• TASK TO COMPLETE
Would you print the records as they stand, down to the last character?
+ + +
PR #4553, opened 2024-01-06
CI: Always include macOS version in explicit triples

kinke:
Wrt. issue #4501.

### DIFF
--- a/.github/actions/merge-macos/action.yml
+++ b/.github/actions/merge-macos/action.yml
@@ -64,7 +64,7 @@ runs:
             switches = [
                 \"-defaultlib=phobos2-ldc,druntime-ldc\",
                 \"-Xcc=-target\",
-                \"-Xcc=x86_64-apple-macos\",
+                \"-Xcc=x86_64-apple-macos$MACOSX_DEPLOYMENT_TARGET\",
             ];
             lib-dirs = [
                 \"%%ldcbinarypath%%/../lib-x86_64\",
@@ -77,7 +77,7 @@ runs:
             switches = [
                 \"-defaultlib=phobos2-ldc,druntime-ldc\",
                 \"-Xcc=-target\",
-                \"-Xcc=arm64-apple-macos\",
+                \"-Xcc=arm64-apple-macos$MACOSX_DEPLOYMENT_TARGET\",
             ];
             lib-dirs = [
                 \"%%ldcbinarypath%%/../lib-arm64\",
@@ -109,7 +109,7 @@ runs:
       run: |
         set -eux
         echo 'void main() { import std.stdio; writefln("Hello world, %d bits", size_t.sizeof * 8); }' > hello.d
-        for os in macos ios; do
+        for os in macos$MACOSX_DEPLOYMENT_TARGET ios12.0; do
           for arch in x86_64 arm64; do
             triple="$arch-apple-$os"
             ldc2-universal/bin/ldc2 -mtriple="$triple" hello.d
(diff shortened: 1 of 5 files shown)


driver/targetmachine.cpp
```diff
@@ -450,10 +450,10 @@ createTargetMachine(const std::string targetTriple, const std::string arch,
     triple = llvm::Triple(
         llvm::Triple::normalize(llvm::sys::getDefaultTargetTriple()));
 
+    // Apple: translate darwin to macos, apparently like clang
     if (triple.getOS() == llvm::Triple::Darwin) {
-      // We only support OSX, so darwin should really be macosx.
       llvm::SmallString<16> osname;
-      osname += "macosx";
+      osname += "macos";
```
kinke, line 456: I've stripped off the `x`; Apple uses `macos{10.12,11}` in https://developer.apple.com/documentation/apple-silicon/building-a-universal-macos-binary, and Google yields 4-5x more results for `arm64-apple-macos11` than `arm64-apple-macosx11`.

JohanEngelen: tested locally: works.

.github/actions/merge-macos/action.yml
```diff
@@ -63,8 +63,8 @@ runs:
         {
             switches = [
                 \"-defaultlib=phobos2-ldc,druntime-ldc\",
-                \"-Xcc=-target\",
-                \"-Xcc=x86_64-apple-macos\",
+                \"-Xcc=-arch\",
+                \"-Xcc=x86_64\",
```
kinke, line 67: I *think* this is better than specifying a full triple with some hardcoded macOS version.

JohanEngelen:
@jacob-carlborg  Can you verify that this now works for you?  You can grab the package from https://github.com/ldc-developers/ldc/releases/tag/CI  (wait until rebuild with this PR included)

jacob-carlborg:
@JohanEngelen how do I know if this PR is included in the CI release?

jacob-carlborg:
@JohanEngelen Seems to be working. I don't get any warnings and the object files contains the correct sections.

JohanEngelen:
@jacob-carlborg Thanks for confirming the fix. (the 8264f97 binaries contain this PR, Github says they were uploaded ~8hours ago)

.github/actions/merge-macos/action.yml
JohanEngelen: This change leads to a problem on my mac. The compiler does not recognize `-arch` (it wants `-march`).
I'm testing what works best...

JohanEngelen: ah cool... clang wants `-arch` and `c++` wants `-march` ...

JohanEngelen: And everything works when the `target_link_options` version of #4431 is used.

JohanEngelen: (the solution with `-target` works, but runs into an annoying warning about unused `-arch arm64` warning when linking LDC; so trying to find other solution)

jacob-carlborg: Is it possible to get the full triple that was matched and then insert it with the `-target` flag?

Another idea would be to not specify this flag in the config file and instead let LDC get the operating system version at runtime and use the full triple including the version. It's more flexible than a config file.

kinke: Oh right - we could simply have LDC always add an appropriate `-target` option when linking an Apple target. Then we only need the `-isysroot` option in the config file, for iOS targets.

JohanEngelen: #4431 now resolves building LDC with this, so from my side no change is needed (and I think the arch flag is better than triple, because the arch flag can't be wrong here)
+ + +
• OUTPUT OF THE EXERCISE
PR #4553, opened 2024-01-06
CI: Always include macOS version in explicit triples

kinke:
Wrt. issue #4501.

### DIFF
--- a/.github/actions/merge-macos/action.yml
+++ b/.github/actions/merge-macos/action.yml
@@ -64,7 +64,7 @@ runs:
             switches = [
                 \"-defaultlib=phobos2-ldc,druntime-ldc\",
                 \"-Xcc=-target\",
-                \"-Xcc=x86_64-apple-macos\",
+                \"-Xcc=x86_64-apple-macos$MACOSX_DEPLOYMENT_TARGET\",
             ];
             lib-dirs = [
                 \"%%ldcbinarypath%%/../lib-x86_64\",
@@ -77,7 +77,7 @@ runs:
             switches = [
                 \"-defaultlib=phobos2-ldc,druntime-ldc\",
                 \"-Xcc=-target\",
-                \"-Xcc=arm64-apple-macos\",
+                \"-Xcc=arm64-apple-macos$MACOSX_DEPLOYMENT_TARGET\",
             ];
             lib-dirs = [
                 \"%%ldcbinarypath%%/../lib-arm64\",
@@ -109,7 +109,7 @@ runs:
       run: |
         set -eux
         echo 'void main() { import std.stdio; writefln("Hello world, %d bits", size_t.sizeof * 8); }' > hello.d
-        for os in macos ios; do
+        for os in macos$MACOSX_DEPLOYMENT_TARGET ios12.0; do
           for arch in x86_64 arm64; do
             triple="$arch-apple-$os"
             ldc2-universal/bin/ldc2 -mtriple="$triple" hello.d
(diff shortened: 1 of 5 files shown)


driver/targetmachine.cpp
```diff
@@ -450,10 +450,10 @@ createTargetMachine(const std::string targetTriple, const std::string arch,
     triple = llvm::Triple(
         llvm::Triple::normalize(llvm::sys::getDefaultTargetTriple()));
 
+    // Apple: translate darwin to macos, apparently like clang
     if (triple.getOS() == llvm::Triple::Darwin) {
-      // We only support OSX, so darwin should really be macosx.
       llvm::SmallString<16> osname;
-      osname += "macosx";
+      osname += "macos";
```
kinke, line 456: I've stripped off the `x`; Apple uses `macos{10.12,11}` in https://developer.apple.com/documentation/apple-silicon/building-a-universal-macos-binary, and Google yields 4-5x more results for `arm64-apple-macos11` than `arm64-apple-macosx11`.

JohanEngelen: tested locally: works.

.github/actions/merge-macos/action.yml
```diff
@@ -63,8 +63,8 @@ runs:
         {
             switches = [
                 \"-defaultlib=phobos2-ldc,druntime-ldc\",
-                \"-Xcc=-target\",
-                \"-Xcc=x86_64-apple-macos\",
+                \"-Xcc=-arch\",
+                \"-Xcc=x86_64\",
```
kinke, line 67: I *think* this is better than specifying a full triple with some hardcoded macOS version.

JohanEngelen:
@jacob-carlborg  Can you verify that this now works for you?  You can grab the package from https://github.com/ldc-developers/ldc/releases/tag/CI  (wait until rebuild with this PR included)

jacob-carlborg:
@JohanEngelen how do I know if this PR is included in the CI release?

jacob-carlborg:
@JohanEngelen Seems to be working. I don't get any warnings and the object files contains the correct sections.

JohanEngelen:
@jacob-carlborg Thanks for confirming the fix. (the 8264f97 binaries contain this PR, Github says they were uploaded ~8hours ago)

.github/actions/merge-macos/action.yml
JohanEngelen: This change leads to a problem on my mac. The compiler does not recognize `-arch` (it wants `-march`).
I'm testing what works best...

JohanEngelen: ah cool... clang wants `-arch` and `c++` wants `-march` ...

JohanEngelen: And everything works when the `target_link_options` version of #4431 is used.

JohanEngelen: (the solution with `-target` works, but runs into an annoying warning about unused `-arch arm64` warning when linking LDC; so trying to find other solution)

jacob-carlborg: Is it possible to get the full triple that was matched and then insert it with the `-target` flag?

Another idea would be to not specify this flag in the config file and instead let LDC get the operating system version at runtime and use the full triple including the version. It's more flexible than a config file.

kinke: Oh right - we could simply have LDC always add an appropriate `-target` option when linking an Apple target. Then we only need the `-isysroot` option in the config file, for iOS targets.

JohanEngelen: #4431 now resolves building LDC with this, so from my side no change is needed (and I think the arch flag is better than triple, because the arch flag can't be wrong here)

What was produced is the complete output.